Introduction: Deep learning has received increasing attention in recent years and is used in many different areas. Since image analysis is a strength of deep learning, it would be obvious to use it for histopathological questions too. Our goal is to identify possible deep learning approaches from general pathology which could be used in ophthalmic pathology. In addition, the data of the past year will be used to estimate the proportion of potentially interesting cases and the necessary technical effort.

Methods: Firstly, a literature search for deep learning models and their possible applications in the field of pathology was carried out. In order to estimate the potential benefit, technical challenges and feasibility, the number of suitable ophthalmopathology cases in our lab in 2019 for the identified models was determined and put in relation to the resulting amount of data and the scanning time.

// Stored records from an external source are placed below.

PR #1260, opened 2018-04-09
[fix] Engine fixes

MarcAbonce:
* Yahoo: Make all results appear.
* Google news: Fix results xpath.
* Wikidata: Make search more accurate by using the [generic search](https://www.wikidata.org/w/index.php?search=&title=) instead of [searching by label](https://www.wikidata.org/wiki/Special:ItemDisambiguation).


asciimoo (approved):
Great, thanks!

PR #1268, opened 2018-04-13
first galician (gl) translation

xmgz:
first .po file for galician (gl) translation.

The commit contains why I had to translate it here and not in transifex.

Please consider merging it on the project. Thanks


kvch:
I accepted your language request on Transifex. Do you mind submitting the translation there?

PR #1273, opened 2018-04-19
[fix] Force English results in Google when using en-US

MarcAbonce:
This should remove the need to use en-GB in place of en-US results.


asciimoo (approved):
Great, thanks!

sven222:
I still have the captcha issue. Updated with git to the last master branch and I do not receive any search results. Just the Captcha messsage in red. Can I provide you some log files?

Results: We identified 7 areas of particular interest: determination of regions of interest (ROI), classification of histological images in scoring systems, mapping of tumor fractions, differentiation of different types of inflammation, differentiation of various cutaneous tumors, classification of lymphomas and prediction of patient outcome-based on tumor histology. Within one year, a total of 831 cases (43%) would have been suitable for the above models. The creation of whole slide images (WSI) for all histological cases would have required a storage capacity of 630 GB with a scanning time of 35 h.

Conclusion: There are several deep learning approaches which are also interesting for ophthalmic pathology. Most of them would have to be specially trained for the ophthalmopathological aspects. To be able to apply deep learning approaches, it is necessary to have a good IT infrastructure with the possibility to create and permanently store WSI, and this seems to be technically feasible. Future studies should focus on the specific practical implementation of current deep learning possibilities for ophthalmic pathology.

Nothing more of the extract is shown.